The Kilkenny Shops – which present to the public a cross-section of the best of Irish design and workmanship in useful, everyday products – have been particularly successful in connecting consumer need with manufacturing capability but they do much more than that. Importantly, they are key tools in market led product development. They are not merely
commercial undertakings. They give shelf space to promote and prime the market for new products. This includes craft products where the Kilkenny Shops act as a valuable proving ground for crafts people. It also includes industrially produced consumer products such as furniture where the ability to sell through the Kilkenny Shops and the ability of KDW to also wholesale abroad has been a powerful incentive for Ireland's manufacturers. Some government grant assistance is required for the shop to undertake these product development roles but it is an extremely efficient means of assisting industry and craftspeople. It is to be hoped that the value of this unique initiative will be understood in the future and the essence of the Kilkenny Shops preserved in a non-commercial context.

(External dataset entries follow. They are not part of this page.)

PR #3824, opened 2023-06-14
Merge vmm build script into firecracker build script

roypat:
The build script in question compiles our recommended seccomp filters by invoking seccompiler-bin. These are then included in the firecracker binary to be applied to the vmm/vcpu/api_server threads. However, only the firecracker binary crate needs this output. All usage of them outside the binary crate was in unittests. Since all of our _integration_ tests run with full production seccomp filters, there is really no point in applying them to a handful of unittests too, so those unittests now use empty seccomp filters. 

## License Acceptance

[`CONTRIBUTING.md`][3].

## PR Checklist

---


src/vmm/src/seccomp_filters/mod.rs
```diff
@@ -2,18 +2,9 @@
 // SPDX-License-Identifier: Apache-2.0
```
ShadowCurse, line 2: This is a 'one file module'. Can be renamed to `seccomp_filters.rs`.

Also nit: because this file is already heavily modified, maybe replace the `impl fmt::Display for FilterError` with `thiserror`?

src/firecracker/Cargo.toml
```diff
@@ -3,7 +3,7 @@ name = "firecracker"
 version = "1.5.0-dev"
 authors = ["Amazon Firecracker team <firecracker-devel@amazon.com>"]
 edition = "2021"
-build = "../../build.rs"
+build = "build.rs"
```
pb8o, line 6: If we modify the top-level build.rs/, we would have to remember to modify this one as well?

pb8o: Since all we do is pass through `CARGO_PKG_VERSION`, maybe we should just rely on that and delete the toplevel build.rs? Though that is somewhat larger in scope.

roypat: Ah, right, I messed this up slightly, good catch! There is only supposed to be one build script anymore, but I got distracted by the seccomp changes and forgot to follow through with that

src/vmm/src/seccomp_filters/mod.rs
roypat: Good point, might as well :D

roypat: Mh, yeah a lot more can be moved to the binary crate, true - but moving `get_empty_filters` to `test_utils` doesn't "work" in the sense that then we'd have production code calling into a `test_utils` module, which is aesthetically unpleasing.

src/firecracker/src/seccomp.rs
```diff
@@ -0,0 +1,133 @@
...
+// allocation DOS caused by binary filters that are too large.
+// This limit can be safely determined since the maximum length of a BPF
+// filter is 4096 instructions and Firecracker has a finite number of threads.
+const DESERIALIZATION_BYTES_LIMIT: Option<u64> = Some(100_000);
+
+/// Retrieve the appropriate filters, based on the SeccompConfig.
+pub fn get_filters(config: SeccompConfig) -> Result<BpfThreadMap, FilterError> {
+    match config {
+        SeccompConfig::None => Ok(vmm::seccomp_filters::get_empty_filters()),
+        SeccompConfig::Advanced => get_default_filters(),
```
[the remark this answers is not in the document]
roypat: This is named "Advanced" in a lot of places (test suite, maybe even in some documentation/api requests?), so I'd rather not do that as part of this PR

src/vmm/src/seccomp_filters/mod.rs
bchalios: is the `get_empty_filters` used by production code?

roypat: When starting firecracker, theres a CLI option to disable seccomp, which causes `get_empty_filters` to be used

ShadowCurse (approved):

bchalios (approved):

PR #3832, opened 2023-06-15
test: change way api_server timings are determined

roypat:
## Changes

Now we instead directly utilize the timing information firecracker provides in its logs in our integration tests (a log message for this was previously present, and has been upgraded to info level so that we can access it in the integration tests).

## Reason

Previously, when checking that api server requests complete in under 700ms, we measured this client-side, which included whatever latency was added by python/the network stack. This also caused some intermittent failures where a request took ages to go through the requests module, but was processed within SLA by firecracker's server. 

## License Acceptance

[`CONTRIBUTING.md`][3].

## PR Checklist

---


tests/framework/microvm.py
```diff
@@ -205,6 +208,37 @@ def kill(self):
             self.expect_kill_by_signal = True
             utils.run_cmd("kill -9 {} || true".format(self.screen_pid))
 
+        if self.time_api_requests:
+            api_request_regex = re.compile(
+                r":fc_api\] The API server received a (?P<method>\w+) request on \"(?P<url>(/\w*)+)\" with body (?P<body>.*)\."
```
pb8o, line 213: LGTM, should we move it into its own function?

pb8o (approved):

tests/framework/microvm.py
roypat: Done :)

tests/framework/microvm.py
```diff
@@ -219,6 +225,47 @@ def kill(self):
...
+
+            match = api_request_times_regex.search(log_line)
+
+            if match and current_url != "/snapshot/create":
+                exec_time = float(match.group("execution_time")) / 1000.0
+
+                assert (
+                    exec_time <= MAX_API_CALL_DURATION_MS
+                ), f"{current_method} {current_url} API call exceeded maximum duration: {exec_time} ms. Body: {current_body}"
+
```
sudanl0, line 268: It would be good to check that we always get 1st and 2nd print in sequence so I would suggest clearing current_url here and have below 2 checks:
1.
```
if match:
    if current_url is not None:
        current_url = match.group("url")
    else:
        assert "something like got 1st pattern of prints twice"
```
2.
```
match = api_request_times_regex.search(log_line)
if match and current_url is None:
    assert "got 2nd pattern print without the 1st, so time did exceed but we don't know for which api since print having api name is missing from logs"
```

src/api_server/src/lib.rs
```diff
@@ -206,7 +206,7 @@ impl ApiServer {
 
                 let delta_us = utils::time::get_time_us(utils::time::ClockType::Monotonic)
                     - request_processing_start_us;
-                debug!("Total previous API call duration: {} us.", delta_us);
+                info!("Total previous API call duration: {} us.", delta_us);
```
pb8o, line 209: Thinking more about this, since this would be a user-visible change, should we instead set the log level in our integration tests to debug?

tests/framework/microvm.py
```diff
@@ -219,6 +225,47 @@ def kill(self):
...
+    def _validate_api_response_times(self):
+        """
+        Parses the firecracker logs for information regarding api server request processing times, and asserts they
+        are within acceptable bounds.
+        """
+        # Log messages are either
+        # 2023-06-16T07:45:41.767987318 [fc44b23e-ce47-4635-9549-5779a6bd9cee:fc_api] The API server received a Get request on "/mmds".
+        # or
+        # 2023-06-16T07:47:31.204704732 [2f2427c7-e4de-4226-90e6-e3556402be84:fc_api] The API server received a Put request on "/actions" with body "{\"action_type\": \"InstanceStart\"}".
+        api_request_regex = re.compile(
```
sudanl0, line 237: nit: should we take into account "--show-level" which changes fc_api] to fc_api:INFO] or do you want to add a TODO to move to a better solution later if we are not using --show-level in CI?

src/api_server/src/lib.rs
roypat: will do!

tests/framework/microvm.py
roypat: sure

sudanl0 (approved):

sudanl0:
Please update the PR checklist before you close

tests/integration_tests/functional/test_logging.py
```diff
@@ -146,6 +148,8 @@ def test_api_requests_logs(test_microvm_with_api):
         show_level=True,
         show_log_origin=True,
     )
+    # only works if log level is Debug
+    microvm.time_api_requests = False
```
pb8o, line 152: Should we move this then to the microvm constructor? No point in timing if we know it's not going to work...

pb8o (approved):

PR #3874, opened 2023-06-26
fix(aarch64): removed warnings for missing cache info

ShadowCurse:
## Changes
- Removed unnecessary warnings when failing to get a `level` or `type` of cache for some index.
These errors were logged, but then ignored.
- Replaced error string construction when optional attributes are not available with separate `info` logs.

With these changes we don't create warning level logs during normal operation.

## Reason
Fixes warnings like this:
```
2023-06-26T10:38:56.776864578 [anonymous-instance:main:WARN:src/vmm/src/arch/aarch64/cache_info.rs:90] Could not read cache level for index 4: Failed to read cache information: No such file or directory (os error 2)
```
That appear during normal Firecracker startup and are causing confusion.
## License Acceptance

[`CONTRIBUTING.md`][3].

## PR Checklist

---

### DIFF
--- a/src/vmm/src/arch/aarch64/cache_info.rs
+++ b/src/vmm/src/arch/aarch64/cache_info.rs
@@ -4,7 +4,7 @@
 use std::path::{Path, PathBuf};
 use std::{fs, io};
 
-use logger::warn;
+use log::warn;
 
 // Based on https://elixir.free-electrons.com/linux/v4.9.62/source/arch/arm64/kernel/cacheinfo.c#L29.
 const MAX_CACHE_LEVEL: u8 = 7;
@@ -15,8 +15,10 @@ pub(crate) enum CacheInfoError {
     FailedToReadCacheInfo(#[from] io::Error),
     #[error("Invalid cache configuration found for {0}: {1}")]
     InvalidCacheAttr(String, String),
-    #[error("Cannot proceed with reading cache info.")]
-    MissingCacheConfig,
+    #[error("Cannot read cache level.")]
+    MissingCacheLevel,
+    #[error("Cannot read cache type.")]
+    MissingCacheType,
     #[error("{0}")]
     MissingOptionalAttr(String, CacheEntry),
 }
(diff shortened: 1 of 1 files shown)


src/vmm/src/arch/aarch64/cache_info.rs
```diff
@@ -298,22 +288,20 @@ pub(crate) fn read_cache_config(
...
+            // do not propagate it upwards. We were prudent enough to log it.
             Err(Error::MissingOptionalAttr(msg, cache)) => {
                 let level = cache.level;
                 append_cache_level(cache_l1, cache_non_l1, cache);
                 if !msg.is_empty() && !logged_missing_attr {
-                    warn!(
-                        "{}",
-                        format!("Could not read the {} for cache level {}.", msg, level)
-                    );
+                    warn!("Could not read the {} for cache level {}.", msg, level);
```
pb8o, line 304: Rather than logging the negative case, can we log only the positives? So instead of this:

```
WARN Could not read ... for cache level 4.
```

we have this in the logs:

```
INFO Found cache level 1
INFO Found cache level 2
INFO Found cache level 3
```

ShadowCurse: This warning is about optional attributes and it is not an issue here. I think logging with `INFO` just to log is not a way. (no one really cares if caches are found successfully).

pb8o: If it's not important to log if we find a cache successfully or unsuccessfully, then why do we log at all?

ShadowCurse: The main change in this PR is in these lines: https://github.com/firecracker-microvm/firecracker/blob/9ab568b4892836841a358126f02f2d947e86578b/src/vmm/src/arch/aarch64/cache_info.rs#L90
Previously we were emitting warnings when we could not read level of the cache, but then we were just ignoring the error, because it is not critical.

pb8o: And what are we doing now? It seems we are still logging a warning?

ShadowCurse: The remaining warning is about missing attributes. I did not change the warning itself, just removed `format!` macro. I actually never seen this particular warning, but I don't mind converting it into `info!` as well.

pb8o: If we are making changes here, I think we should really consider not emitting a warning for something that is normal operations. One way may be to not log any warnings, at all. Another may be to log what caches we find, with Info or Debug.

Also include before/after logging in the commit so we understand what has changed.

ShadowCurse: Replaced this particular warn and replaced it with `info` level logs.

ShadowCurse: @kalyazin Added a more descriptive commit message.

kalyazin: > @kalyazin Added a more descriptive commit message.

Apart from couple typos in the message ("cahce", "they was"),
> The error handing of such situations did not change.

this is a bit ambiguous. Maybe provide examples of the errors to make it clear that they are separate from the warnings that have been removed.

ShadowCurse: @kalyazin Fixed the typos. Regarding examples of errors: there are no changes in error, the whole change is basically in just removing couple `warn!(...)` lines. I have no idea how to make it more clear.

kalyazin (approved):

src/vmm/src/arch/aarch64/cache_info.rs
```diff
@@ -437,10 +425,7 @@ mod tests {
         let res = CacheEntry::from_index(0, engine.store.as_ref());
         assert!(res.is_err());
         // We did create the level file but we still do not have the type file.
-        assert_eq!(
-            format!("{}", res.unwrap_err()),
-            "Cannot proceed with reading cache info."
-        );
+        matches!(res.unwrap_err(), CacheInfoError::MissingCacheType);
```
sudanl0, line 428: the original code would have panicked with the assert, is there any particular reason to change this behaviour?

ShadowCurse: Yeah, I forgot to add `assert!` around `matches!`. Fixed now.

sudanl0 (approved):

kalyazin (approved):

PR #3630, opened 2021-07-02
Add tests for CA auditor

edewata:
New tests have been added to verify creating CA auditor
with basic auth and client cert auth and retrieving
audit logs.


ckelleyRH (commented):
New checks pass CI, LGTM

ckelleyRH (approved):

c-dorney (approved):
LGTM

I know we use `pylint` for Python code, do we use any linter or similar for shell scripts?

edewata:
@ckelleyRH @c-dorney Thanks!

I think generally we should use shell scripts for simple stuff (e.g. wrappers, examples) or for some automation, so I don't think we need linter. If we need to write longer/more complex scripts I think we should consider using Python or some other language/tools instead. There are still some legacy scripts, but they are being converted into Python.

PR #3632, opened 2021-07-02
Remove XML mapping from com.netscape.certsrv.key

ckelleyRH:


edewata (approved):
LGTM. We need to update the corresponding CLI docs too, but let's do that later.

PR #3633, opened 2021-07-02
Remove XML mapping from com.netscape.certsrv.profile

ckelleyRH:


ckelleyRH:
Rebased on top of the two remaining #3693 PRs (#3715 & #3716 )

PR #3635, opened 2021-07-02
Remove XML tagging from com.netscape.certsrv.system

ckelleyRH:


base/common/src/main/java/com/netscape/certsrv/system/DomainInfo.java
```diff
@@ -40,16 +29,13 @@
...
-@XmlRootElement(name="DomainInfo")
-@XmlAccessorType(XmlAccessType.NONE)
 @JsonInclude(Include.NON_NULL)
 @JsonIgnoreProperties(ignoreUnknown=true)
 public class DomainInfo implements JSONSerializer {
 
     String name;
     Map<String, SecurityDomainSubsystem> subsystems = new LinkedHashMap<>();
 
-    @XmlAttribute(name="id")
```
edewata, line 52: I think we need to replace this with `@JsonProperty("id")` above the `name` field declaration.

ckelleyRH: I'll give it a go, thanks!

ckelleyRH: Might also need it on the subsystem array, but first I'll try removing all the property tags to get a feel for what is happening.

ckelleyRH: I added in `@JsonProperty("id")` and the key ended up being `@id`, which leaves me suspicious that this annotations might be causing more harm than good, but we will see when the CI completes.

ckelleyRH: OK, I think I see what is happening now... putting the annotations back in.

ckelleyRH:
@edewata I think I have found all the fields that need annotating now :+1:

edewata (approved):
Noice!

PR #3636, opened 2021-07-02
Remove XML mapping from com.netscape.cersrv.tps

ckelleyRH:
Adds in JSON mapping to ProfileData which I missed in an earlier PR


edewata (approved):
LGTM

PR #3637, opened 2021-07-02
Remove XML mappers from com.netscape.certsrv.user

ckelleyRH:
Also adds some missing JSON mapping/tests


base/common/src/test/java/com/netscape/certsrv/user/UserCollectionTest.java
```diff
@@ -0,0 +1,36 @@
...
+
+    @Before
+    public void setUpBefore() {
+        user.setUserID("testuser");
+        user.setFullName("Test User");
+        user.setEmail("testuser@example.com");
+
+        before.addEntry(user);
+        before.setTotal(1);
+    }
```
edewata, line 21: This probably should be annotated with `@BeforeClass` to avoid duplicate users.

base/common/src/test/java/com/netscape/certsrv/user/UserMembershipCollectionTest.java
```diff
@@ -0,0 +1,39 @@
...
+    @Before
+    public void setUpBefore() {
+        membership1.setID("Group 1");
+        membership1.setUserID("User 1");
+        before.addEntry(membership1);
+
+        membership2.setID("Group 2");
+        membership2.setUserID("User 1");
+        before.addEntry(membership2);
+    }
```
edewata, line 24: This should be annotated with `@BeforeClass` to avoid duplicate memberships.

edewata (approved):
Please see my comments below, but it looks good otherwise. Feel free to update and merge.

base/common/src/test/java/com/netscape/certsrv/user/UserCollectionTest.java
```diff
@@ -0,0 +1,36 @@
...
+import org.junit.Test;
+
+public class UserCollectionTest {
+
+    private static UserData user = new UserData();
+    private static UserCollection before = new UserCollection();
+
+
+    @BeforeClass
+    public void setUpBefore() {
```
edewata, line 14: Looks like the method should be static.

base/common/src/test/java/com/netscape/certsrv/user/UserMembershipCollectionTest.java
```diff
@@ -0,0 +1,39 @@
...
+import com.netscape.certsrv.util.JSONSerializer;
+
+public class UserMembershipCollectionTest {
+
+    private static UserMembershipCollection before = new UserMembershipCollection();
+    private static UserMembershipData membership1 = new UserMembershipData();
+    private static UserMembershipData membership2 = new UserMembershipData();
+
+    @BeforeClass
+    public void setUpBefore() {
```
edewata, line 16: Looks like this needs to be static too.

base/common/src/test/java/com/netscape/certsrv/user/UserCollectionTest.java
ckelleyRH: Oops, thanks!

PR #3639, opened 2021-07-05
Automatically detect unit tests in CMakeLists files

ckelleyRH:
Resolves #3639 

Currently if you add a JUnit test case you have to know/remember to add it in the cmake files, which is brittle process.

One test, `CertRevokeRequestTest`, is currently failing, so I've temporarily commented out the offending line as otherwise the build script fails. I know you can run the build without the tests, but this is a new test so I see no reason to force people to use an additional command line option to avoid my broken code!

### DIFF
--- a/base/common/CMakeLists.txt
+++ b/base/common/CMakeLists.txt
@@ -66,7 +66,17 @@ if(WITH_TEST)
             pki-certsrv-jar
     )
 
-    # TODO: create CMake function to find all JUnit test classes
+    execute_process(
+        COMMAND bash "-c"
+        "grep -ilR @Test ${PROJECT_SOURCE_DIR} \
+        | cut -d':' -f1 \
+        | awk -F '/src/test/java/' '{ print $2 }' \
+        | sed 's/.java/;/g' \
+        | sed 's!/!.!g' \
+        | tr -d '\n'"
+        OUTPUT_VARIABLE DISCOVERED_TESTS
+    )
+    
     add_junit_test(test-pki-certsrv
         CLASSPATH
             ${JAKARTA_ACTIVATION_JAR}
@@ -80,12 +90,7 @@ if(WITH_TEST)
             ${HAMCREST_JAR} ${JUNIT_JAR} ${JAXRS_API_JAR}
             ${CMAKE_BINARY_DIR}/test/classes
         TESTS
-            com.netscape.certsrv.account.AccountTest
-            com.netscape.certsrv.authority.AuthorityDataTest
-            com.netscape.certsrv.base.DataTest
-            com.netscape.certsrv.base.LinkTest
-            com.netscape.certsrv.base.ResourceMessageTest
-            com.netscape.certsrv.user.UserCertDataTest
+            ${DISCOVERED_TESTS}
         REPORTS_DIR
             reports
         DEPENDS
--- a/base/common/src/test/java/com/netscape/certsrv/cert/CertRevokeRequestTest.java
+++ b/base/common/src/test/java/com/netscape/certsrv/cert/CertRevokeRequestTest.java
@@ -5,7 +5,6 @@ import java.util.Date;
 import org.junit.Assert;
 import org.junit.Before;
 import org.junit.Test;
-import org.mozilla.jss.netscape.security.x509.RevocationReason;
 
 import com.netscape.certsrv.util.JSONSerializer;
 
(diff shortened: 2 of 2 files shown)


ckelleyRH:
OK, so the path to the files is different between different tests, so I need a way of accounting for that.

base/common/src/test/java/com/netscape/certsrv/cert/CertRevokeRequestTest.java
```diff
@@ -15,7 +14,7 @@
 
     @Before
     public void setUpBefore() {
-        before.setReason(RevocationReason.CERTIFICATE_HOLD);
+    //  before.setReason(RevocationReason.CERTIFICATE_HOLD);
```
ckelleyRH, line 17: @edewata `RevocationReason` doesn't serialise to JSON because it has no JSON mappers, shall I make a PR in `JSS` to swap the XML mapper dependencies out for the Jackson ones? `RevocationReason` is the only class in `JSS` that has this XML serialisation code, so I think it's a small change (and for the better).

base/common/CMakeLists.txt
```diff
@@ -66,7 +66,10 @@ if(WITH_TEST)
             pki-certsrv-jar
     )
 
-    # TODO: create CMake function to find all JUnit test classes
+    execute_process(COMMAND bash "-c" "grep -ilR @Test ${PROJECT_SOURCE_DIR} | cut -d':' -f1 | awk -F '/src/test/java/' '{ print $2 }' | sed 's/.java/;/g' | sed 's!/!.!g' | tr -d '\n'" OUTPUT_VARIABLE DISCOVERED_TESTS)
+    execute_process(COMMAND bash "-c" "echo ${DISCOVERED_TESTS}")
+    execute_process(COMMAND bash "-c" "pwd")
```
ckelleyRH, line 71: @edewata ignore these two lines, they were for debugging purposes - I shall remove them before merging.

ckelleyRH (commented):
I figured out a more robust way of finding the fully-qualified test names, which can be called from different levels of the directory tree - the CI now passes.

There is one failing test because there is a class in `JSS` that won't serialise.

base/common/src/test/java/com/netscape/certsrv/cert/CertRevokeRequestTest.java
edewata: I think so, and we probably could drop `RevocationReasonAdapter` and JAXB as well. However, JSS CI probably would fail since that class is still used in `CertRevokeRequest`, so the changes might need to be done in these steps:
* drop XML mapper from `CertRevokeRequest`
* drop JAXB from JSS and add JSON mapper for `RevocationReason`
* fix `CertRevokeRequestTest`

I think there's an existing JSS CI failure due to PKCS11 constants, but I think we can ignore it for now, and fix it in a separate PR.

base/common/CMakeLists.txt
```diff
@@ -66,7 +66,17 @@ if(WITH_TEST)
...
+        COMMAND bash "-c"
+        "grep -ilR @Test ${PROJECT_SOURCE_DIR} \
+        | cut -d':' -f1 \
+        | awk -F '/src/test/java/' '{ print $2 }' \
+        | sed 's/.java/;/g' \
+        | sed 's!/!.!g' \
+        | tr -d '\n'"
+        OUTPUT_VARIABLE DISCOVERED_TESTS
+    )
+
```
edewata, line 79: Noice! :)

If we can assume that all Java files in the test folder are test files maybe it can be simplified further.

Just FYI, we have this code to find all Java sources in a directory:
https://github.com/dogtagpki/pki/blob/master/cmake/Modules/Java.cmake#L76-L81
https://github.com/dogtagpki/pki/blob/master/cmake/Modules/JavaFileList.cmake
but no need to use this if yours work.

edewata (approved):
I have some comments, but I think we can merge this now. Thanks!

base/common/CMakeLists.txt
ckelleyRH: Noice, didn't know about this source finding function! The majority of the new function is massaging the discovered tests package name into a format that is acceptable to `cmake`. Finding the tests is an easy `grep` for the annotation, so I don't think we gain much by abstracting that part out into another function.

base/common/src/test/java/com/netscape/certsrv/cert/CertRevokeRequestTest.java
ckelleyRH: OK, so part 1 is #3620. Once that PR is merged OI can finish https://github.com/dogtagpki/jss/pull/785 and merge that, then fix the test. I will merge this in now, thanks!

PR #3643, opened 2021-07-07
Update pki tps-config doc

edewata:
The doc for `pki tps-config` has been updated to use JSON instead of XML file format:
https://github.com/edewata/pki/blob/json/docs/changes/v11.0.0/Switching-from-XML-to-JSON-REST-API.adoc
https://github.com/edewata/pki/blob/json/docs/user/tools/Using-PKI-TPS-Configuration-CLI.adoc

The `Link` constructor has been modified not to set the type if it's not specified to match RESTEasy's `Link` constructor:
https://github.com/resteasy/Resteasy/blob/3.0.26.Final/providers/resteasy-atom/src/main/java/org/jboss/resteasy/plugins/providers/atom/Link.java#L54-L58

**Note:** This PR should be merged together with PR #3610.

### DIFF
--- a/base/common/src/main/java/com/netscape/certsrv/base/Link.java
+++ b/base/common/src/main/java/com/netscape/certsrv/base/Link.java
@@ -58,7 +58,6 @@ public class Link implements JSONSerializer {
     public Link(String relationship, URI uri) {
         this.relationship = relationship;
         this.href = uri.toString();
-        this.type = "application/xml";
     }
 
     /**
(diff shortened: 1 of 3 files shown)


ckelleyRH:
@edewata this `WARNING: Unable to get the value of cipher` CI failure is really starting to annoy me, I've re-run the workflow.

ckelleyRH (approved):
LGTM, thanks for doing this!

edewata:
> @edewata this `WARNING: Unable to get the value of cipher` CI failure is really starting to annoy me, I've re-run the workflow.

I filed these tickets for that issue:
https://github.com/dogtagpki/jss/issues/781
https://github.com/dogtagpki/jss/issues/782

The code is quite low-level and complex, so I'm not sure who will be able to fix it properly, but it seems to be happening only when closing the connection, so we might be able to just add a code to ignore the NPE.

edewata:
@ckelleyRH Thanks! I'll merge both PRs.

In summary therefore, there are parts of KDW's role that are likely to change in some way or be phased out at some time in the future as its objectives are met, enabled by the growth and development of private enterprise. Practical design and technical assistance are chief among these. There are other parts of KDW's role, such as Design Promotion, that are much less likely to become redundant and are likely to need to be maintained by the state. The future of the Kilkenny Shops may largely depend on their ability to continue to steer the difficult path between commercial and noncommercial activities, their strength depending on the marrying of the two. The big question of course is whether KDW, with its complex matrix of interrelated activities, is only viable as the sum of all of
its parts. Whatever the outcome, Kilkenny Design Workshops is likely to remain world renowned as an unique initiative in kick starting design in a developing economy.